When her friend Jenny died, Rachel got smaller.  Her bones, already curved and soft, dipped her closer to the ground.  Her fingers, long-swollen with arth-er-itis, as she called it, swelled more and she could no longer get the three large rings she had always worn past her oversized knuckles.  She removed her wedding band for the first and last time in seventy-one years.

Rachel's husband, Isaac, died fourteen years earlier.  She mourned him, of course, but he had been sick and she had been younger.  Now, relatives and friends, interchangeable in age and malady, died like dominoes, one then the other, falling in rows of blurred identities.  She and Jenny kept each other distinct in their similarities.  Both were child-sized with ashy blonde pageboy haircuts and wore fashionable costume jewelry purchased by their daughters-in-law.  Though both in their early nineties, they referred to each other as “best friend,” an endearment neither had used since high school.

Rachel and Jenny were popular at the independent living home where their children had placed them, safe and separate, in expensive, lovely apartments sparsely decorated with things salvaged from the places where they had raised those children.  

“Everyone wants to sit at our table at lunch,” Rachel complained to her two sons, delighted.  She had resisted the move from Pittsburgh to Los Angeles.  The months before Jenny arrived from Chicago were punishing.  Jenny's presence quieted Rachel's complaints and evoked a sweetness like newly ripened fruit.
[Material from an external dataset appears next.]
Issue #987, opened 2025-01-24
Update `config` GraphQL API to response in "{n}d" format


sophie-cluml:
Currently, Giganto responds like below:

The transformation in their domineering, sour mother revised her children's memories of their childhoods.

Jenny had an excellent walker with wheels, rather than one of the unwieldy contraptions most still used to clunk slowly along the extra-wide halls.  Rachel had her sons purchase her one immediately.  The walkers had attractive plastic seats for resting when they grew tired of wheeling.  They often parked themselves apart from the others, engrossed in the girl talk of old ladies.
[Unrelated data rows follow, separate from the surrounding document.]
Issue #878, opened 2024-10-29
Adjust Logging Behavior by Revised Logging Policy


sophie-cluml:
## Logging Behavior

~### Local Configuration~
~- If `log_dir` is not set, logs should be directed to `stdout`.~
~- If `log_dir` is set but is not writable, the application should terminate and provide a message to the user indicating the issue.~

~### Remote Configuration~
~- If `log_dir` is not set, logs should be directed to `stdout`.~
~- If `log_dir` is set but is not writable, the application should switch to a minimal mode:~
  ~- In this mode, a message should be sent to the server indicating that the `log_dir` is not writable.~
  ~- Any logs generated while in minimal mode should be directed to `stdout`.~

~This structured approach ensures that logging is handled gracefully in both configurations, while providing useful feedback to users or administrators on logging issues.~

~### Notes~

~The function for notifying the server when `log_dir` is not writable—sending a message to the server—can be implemented separately. We may handle this part in a separate issue at https://github.com/aicers/giganto/issues/889.~

The new logging policy is described here: https://github.com/aicers/giganto/issues/878#issuecomment-2626102212.

sophie-cluml:
The discussion regarding the new logging policy has evolved a bit, and it is now like below. Besides, I crossed out all the contents in the main description.

- **For local config:**
  - If `log_dir` is **not present** in the TOML config → Logs are written to stdout/stderr. 
  - If `log_dir` is **present** in the TOML config and writable → Logs are written to the specified `log_dir`.
  - If `log_dir` is **present** in the TOML config but not writable → The program terminates. 

- **For remote config:**
  - If `log_dir` is **not present** in the remote config → Logs are written to stdout/stderr. However, this situation does not occur because `log_dir` is declared as a constant in UI repo. 
  - If `log_dir` is **present** in the remote config and writable → Logs are written to the specified `log_dir`.
  - If `log_dir` is **present** in the remote config but not writable → The program enters idle(minimal) mode. 
 
- Special question: Where to log before fetching the remote config?
  - Logs are written to stdout/stderr until the remote config is retrieved.

PR #993, opened 2025-02-03
Adjust logging behavior by revised logging policy

kimhanbeom:
- If `log_dir` is not present in the local/remote config, logs are written to stdout/stderr.
- If `log_dir` in the local/remote config is writable, logs are written to the specified `log_dir`.
- If `log_dir` in the local config is not writable, the program terminates.
- If `log_dir` in the remote config is not writable, the program enters idle mode.
- Logging in idle mode: logs are written to stdout/stderr until the remote config is retrieved.

Close: #878

### DIFF
--- a/src/graphql.rs
+++ b/src/graphql.rs
@@ -152,6 +152,7 @@ pub struct NodeName(pub String);
 pub struct RebootNotify(Arc<Notify>); // reboot
 pub struct PowerOffNotify(Arc<Notify>); // shutdown
 pub struct TerminateNotify(Arc<Notify>); // stop
+pub struct TracingEnabled(bool);
 
 #[allow(clippy::too_many_arguments)]
 pub fn schema(
@@ -169,6 +170,7 @@ pub fn schema(
     ack_transmission_cnt: AckTransmissionCount,
     is_local_config: bool,
     settings: Option<Settings>,
+    tracing_enabled: bool,
 ) -> Schema {
     Schema::build(Query::default(), Mutation::default(), EmptySubscription)
         .data(node_name)
@@ -185,6 +187,7 @@ pub fn schema(
         .data(PowerOffNotify(notify_power_off))
         .data(is_local_config)
         .data(settings)
+        .data(TracingEnabled(tracing_enabled))
         .finish()
 }
 
@@ -195,6 +198,7 @@ pub fn minimal_schema(
     notify_terminate: Arc<Notify>,
     is_local_config: bool,
     settings: Option<Settings>,
+    tracing_enabled: bool,
 ) -> MinimalSchema {
     MinimalSchema::build(
         MinimalQuery::default(),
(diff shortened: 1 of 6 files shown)


src/main.rs
```diff
@@ -479,3 +536,20 @@ pub async fn notify_and_wait_shutdown(is_minimal_mode: bool, notify_shutdown: Ar
         notify_shutdown.notified().await;
     }
 }
+
+fn log(tracing_log_enable: bool, log_type: Level, log_message: &str) {
```
sophie-cluml, line 540: I think the parameter names can be slightly refined for better clarity and readability. Since the function name already makes it clear that it handles logging, we can remove the `log_` part from the parameters. Additionally, `log_type` could be renamed to `level`, as "level" is already a well-understood term in logging contexts. Lastly, changing `tracing_log_enable` to `tracing_enabled` makes it more natural by using an adjective form.  

```rust
fn log(tracing_enabled: bool, level: Level, message: &str)
```  

Let me know what you think.

src/graphql.rs
```diff
@@ -152,6 +152,7 @@ pub struct NodeName(pub String);
 pub struct RebootNotify(Arc<Notify>); // reboot
 pub struct PowerOffNotify(Arc<Notify>); // shutdown
 pub struct TerminateNotify(Arc<Notify>); // stop
+pub struct TracingLogEnable(bool);
```
sophie-cluml, line 155: Perhaps we can go for `TracingEnabled` to align with my suggestion for the `log` function, if you agree.

src/main.rs
```diff
@@ -429,47 +467,66 @@ fn new_peers_data(peers_list: Option<HashSet<PeerIdentity>>) -> (Peers, PeerIden
...
+///
+/// If `log_dir` is `None`, logs will be printed to stdout.
+/// If the runtime is in debug mode, logs will be printed to stdout in addition to the specified
+/// `log_dir`.
+///
+/// # Errors
+///
+/// Returns an error if the log file cannot be opened in the `log_dir` path in the
+/// local configuration.
+pub fn init_tracing(log_dir: Option<&Path>) -> Result<Vec<WorkerGuard>> {
```
sophie-cluml, line 480: Can we remove the `pub` here, if it is unnecessary?

kimhanbeom: done

src/graphql.rs
kimhanbeom: done

src/graphql.rs
```diff
@@ -169,6 +170,7 @@ pub fn schema(
     ack_transmission_cnt: AckTransmissionCount,
     is_local_config: bool,
     settings: Option<Settings>,
+    tracing_log_enable: bool,
```
sophie-cluml, line 173: What do you think about turning the `tracing_log_enable` to `tracing_enabled` for consistent variable naming?

kimhanbeom: done

sophie-cluml (approved):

They gossiped about the would-be friends who crowded them at their lunch table.   The one with the gay grandson, the one who didn't wear a brassiere, the one who always ate two desserts.  The one whose daughter had lymphoma, the one who wore girlish plastic barrettes and a stained yellow housecoat, the one with a car who would not let anyone ride.  They held each other's knotty, misshapen hands.  “We are peas in a pod, Rachel,” Jenny declared in her loud, crackled, cigarette-stained voice. 

For fifteen months, they talked about their children, their grandchildren, their husbands, their lives.  They spoke quickly, needing each other to know these things for reasons they did not acknowledge. 
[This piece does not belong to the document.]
PR #7386, opened 2025-12-15
CNTRLPLANE-2214: Migrate STS to AWS SDK v2

LiangquanLi930:
Migrate STS to AWS SDK v2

They celebrated their birthdays and ignored obituaries and emptied apartments.  Rachel had a minor heart attack that kept her in the hospital for five days.   She asked her sons to check on Jenny, to make sure her friend knew that she was coming back.  While she was gone, Jenny died.

Rachel had not finished telling Jenny things.  She did not care to tell anyone else.  She put the useless rings in a drawer for her granddaughters to fight over, and waited.